**PROBLEM**
What is needed is a faithful copy of all the records.

RECORDED DATA section start

PR #6429, opened 2025-10-15
ref: Convert SentrySwizzleWrapper to Swift

noahsmartin:
Closes https://linear.app/getsentry/issue/COCOA-539/convert-sentryswizzlewrapper-to-swift

#skip-changelog


Sources/Swift/Helper/SentrySwizzleWrapper.swift
```diff
@@ -0,0 +1,41 @@
...
+import UIKit
+
+@_spi(Private) public typealias SentrySwizzleSendActionCallback = (String, Any?, Any?, UIEvent?) -> Void
+
+@_spi(Private) @objc public final class SentrySwizzleWrapper: NSObject {
+    
+    static var sentrySwizzleSendActionCallbacks = [String: SentrySwizzleSendActionCallback]()
+    
+    @objc public func swizzleSendAction(_ callback: @escaping SentrySwizzleSendActionCallback, forKey key: String) {
+        Self.sentrySwizzleSendActionCallbacks[key] = callback
```
itaybre, line 13: The behavior is a little different here (obj was retaining a copy), but I don't think it will make any difference, right?

noahsmartin: Right, in Swift you aren't even able to make a copy, IIRC it's a value type so automatically passed as a copy

PR #107, opened 2015-08-21
Do the pagination before doing serialization, also refactor out the A…

chrisndodge:
…PI endpoint which is for instructor only access


chrisndodge:
@afzaledx @muhhshoaib yet another. I noticed in the monitoring of our environment, that querying for all attempts in a course is suboptimal. Looking at the code, I see we were doing the serialization before the pagination (over all objects). This should just serialize just the current page.

chrisndodge:
I should also note that I refactored out the endpoint which services the Instructor Dashboard from the endpoint which supports a single user's calling. They are different permissions (Instructor Dashboard is only for global staff) and I think this cleans up the code a bit more.

muhhshoaib:
:+1:  Looks Good 
I have also added couple of test cases.

PR #112, opened 2015-08-21
make sure that we also time out when status is not just started

chrisndodge:


chrisndodge:
@afzaledx @muhhshoaib noticed that I missed a use case regarding timeout detection. This isn't urgent - I already missed the deadline. It's OK to go out in the following week.

chrisndodge:
@afzaledx @muhhshoaib can one of you take a look at that. I'd like to get this merged in.

afzaledx:
:+1:  from my side.

PR #114, opened 2015-08-21
Upgrade django-model-utils to 2.3.1

wedaly:


requirements.txt
```diff
@@ -1,4 +1,10 @@
-
+# Django/Framework Packages
+django>=1.4.12,<=1.4.22
+django-model-utils==2.3.1
+South>=0.7.6
+djangorestframework>=2.3.5,<=2.3.14
+pytz>=2012h
+pycrypto>=2.6
```
wedaly: @chrisndodge I saw that you recently moved these requirements to a separate file to resolve conflicts with edx-platform.  What errors were you running into?  When I move these back and bump the `setup.py` version number, everything seems to install correctly.

chrisndodge: It was more pre-emptive, I wasn't hitting a conflict, but I just don't always want to have to keep updating my requirements when edx-platform does.

It seems like ripe for human error.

RECORDED DATA section end

**REPLY**
PR #6429, opened 2025-10-15
ref: Convert SentrySwizzleWrapper to Swift

noahsmartin:
Closes https://linear.app/getsentry/issue/COCOA-539/convert-sentryswizzlewrapper-to-swift

#skip-changelog


Sources/Swift/Helper/SentrySwizzleWrapper.swift
```diff
@@ -0,0 +1,41 @@
...
+import UIKit
+
+@_spi(Private) public typealias SentrySwizzleSendActionCallback = (String, Any?, Any?, UIEvent?) -> Void
+
+@_spi(Private) @objc public final class SentrySwizzleWrapper: NSObject {
+    
+    static var sentrySwizzleSendActionCallbacks = [String: SentrySwizzleSendActionCallback]()
+    
+    @objc public func swizzleSendAction(_ callback: @escaping SentrySwizzleSendActionCallback, forKey key: String) {
+        Self.sentrySwizzleSendActionCallbacks[key] = callback
```
itaybre, line 13: The behavior is a little different here (obj was retaining a copy), but I don't think it will make any difference, right?

noahsmartin: Right, in Swift you aren't even able to make a copy, IIRC it's a value type so automatically passed as a copy

PR #107, opened 2015-08-21
Do the pagination before doing serialization, also refactor out the A…

chrisndodge:
…PI endpoint which is for instructor only access


chrisndodge:
@afzaledx @muhhshoaib yet another. I noticed in the monitoring of our environment, that querying for all attempts in a course is suboptimal. Looking at the code, I see we were doing the serialization before the pagination (over all objects). This should just serialize just the current page.

chrisndodge:
I should also note that I refactored out the endpoint which services the Instructor Dashboard from the endpoint which supports a single user's calling. They are different permissions (Instructor Dashboard is only for global staff) and I think this cleans up the code a bit more.

muhhshoaib:
:+1:  Looks Good 
I have also added couple of test cases.

PR #112, opened 2015-08-21
make sure that we also time out when status is not just started

chrisndodge:


chrisndodge:
@afzaledx @muhhshoaib noticed that I missed a use case regarding timeout detection. This isn't urgent - I already missed the deadline. It's OK to go out in the following week.

chrisndodge:
@afzaledx @muhhshoaib can one of you take a look at that. I'd like to get this merged in.

afzaledx:
:+1:  from my side.

PR #114, opened 2015-08-21
Upgrade django-model-utils to 2.3.1

wedaly:


requirements.txt
```diff
@@ -1,4 +1,10 @@
-
+# Django/Framework Packages
+django>=1.4.12,<=1.4.22
+django-model-utils==2.3.1
+South>=0.7.6
+djangorestframework>=2.3.5,<=2.3.14
+pytz>=2012h
+pycrypto>=2.6
```
wedaly: @chrisndodge I saw that you recently moved these requirements to a separate file to resolve conflicts with edx-platform.  What errors were you running into?  When I move these back and bump the `setup.py` version number, everything seems to install correctly.

chrisndodge: It was more pre-emptive, I wasn't hitting a conflict, but I just don't always want to have to keep updating my requirements when edx-platform does.

It seems like ripe for human error.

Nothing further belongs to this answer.